:: INPUT MATERIAL ::

PR #1536, opened 2026-07-08
perf(applier): deepen applier→committer pipeline from 1 to 4

gfyrag:
## Summary

Increase the `commitCh` buffer from 1 to 4 to absorb per-batch variance
between the applier.main `Prepare` phase and the `runCommitter` `Commit`
phase.

## Motivation

Block/delay profiling on the `perf-world-to-bank` benchmark (155k tx/s,
single-node cluster) showed ~13% of applier.main's wall-clock spent in
`runtime.chansend1` on `commitCh` — 19.4s cumulated over a 149s window.

Both stages had CPU headroom on their respective goroutines:
- applier.main: 58% of 1 core
- runCommitter: 49% of 1 core

So the blocking wasn't a sustained rate imbalance. It's per-batch
variance: prepare and commit durations fluctuate independently, and
`buffer=1` (pipeline depth 2) makes any variance cause a stall.

At depth 4, the buffer absorbs typical variance without letting the
queue grow unboundedly. If the committer ever falls behind sustainably,
the buffer fills at steady state and the added latency is bounded:
~3× commit_duration ≈ 1ms, negligible against the observed 190ms
FSM-wait tail.

## Safety

- **Ordering**: `commitCh` is FIFO, entries preserve their applier-side
  order into the committer.
- **Durability**: `lastAppliedIndex` only advances after Pebble commit,
  so a crash between `send` and `Commit` results in Raft redelivering the
  entries on restart — zero loss.
- **`PreparedBatch` self-contained**: proven empirically by the fact
  that `buffer=1` has always worked despite applier.main reusing its
  `WriteSet` across proposals. If `PreparedBatch` held pointers into the
  reused `WriteSet`, buffer=1 would already break.

## Expected gain

Recovering the 13% of wall-clock currently spent in `chansend1` maps
to ~+13% throughput ceiling, i.e. ~175k tx/s at the same load pattern.
To be validated by re-running the benchmark against this branch.

## Test plan

- [x] `go build ./...` clean
- [x] `go test -race ./internal/infra/node/...` clean
- [ ] Deploy to `acme-world-to-bank` bench, compare TPS + admission_fsm_future_wait_duration histograms against baseline


gfyrag:
Closing after benchmark on perf-world-to-bank showed no throughput impact.

The block/delay redistributed as expected (chansend1 flat, chanrecv1 grew — buffer smooths variance) but TPS stayed at 155k. This tells us the applier/committer coupling wasn't the actual gate; the throughput ceiling comes from upstream (admission HTTP or Raft loop).

Keeping this change would only complicate reasoning about pipeline depth without a measurable benefit. Branch will be deleted; the diff is trivially recoverable if we revisit later.

Next: instrumenting the admission path with pprof labels + looking for serialization points on the 100+ concurrent HTTP handlers.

:::

**REQUIREMENT:**
The range runs from the line above containing "- applier.main: 58% of 1 core" to the line containing "Closing after benchmark", inclusive. Restate those lines word for word and no others.

**SOLUTION FOR THIS EXERCISE:**
- applier.main: 58% of 1 core
- runCommitter: 49% of 1 core

So the blocking wasn't a sustained rate imbalance. It's per-batch
variance: prepare and commit durations fluctuate independently, and
`buffer=1` (pipeline depth 2) makes any variance cause a stall.

At depth 4, the buffer absorbs typical variance without letting the
queue grow unboundedly. If the committer ever falls behind sustainably,
the buffer fills at steady state and the added latency is bounded:
~3× commit_duration ≈ 1ms, negligible against the observed 190ms
FSM-wait tail.

## Safety

- **Ordering**: `commitCh` is FIFO, entries preserve their applier-side
  order into the committer.
- **Durability**: `lastAppliedIndex` only advances after Pebble commit,
  so a crash between `send` and `Commit` results in Raft redelivering the
  entries on restart — zero loss.
- **`PreparedBatch` self-contained**: proven empirically by the fact
  that `buffer=1` has always worked despite applier.main reusing its
  `WriteSet` across proposals. If `PreparedBatch` held pointers into the
  reused `WriteSet`, buffer=1 would already break.

## Expected gain

Recovering the 13% of wall-clock currently spent in `chansend1` maps
to ~+13% throughput ceiling, i.e. ~175k tx/s at the same load pattern.
To be validated by re-running the benchmark against this branch.

## Test plan

- [x] `go build ./...` clean
- [x] `go test -race ./internal/infra/node/...` clean
- [ ] Deploy to `acme-world-to-bank` bench, compare TPS + admission_fsm_future_wait_duration histograms against baseline


gfyrag:
Closing after benchmark on perf-world-to-bank showed no throughput impact.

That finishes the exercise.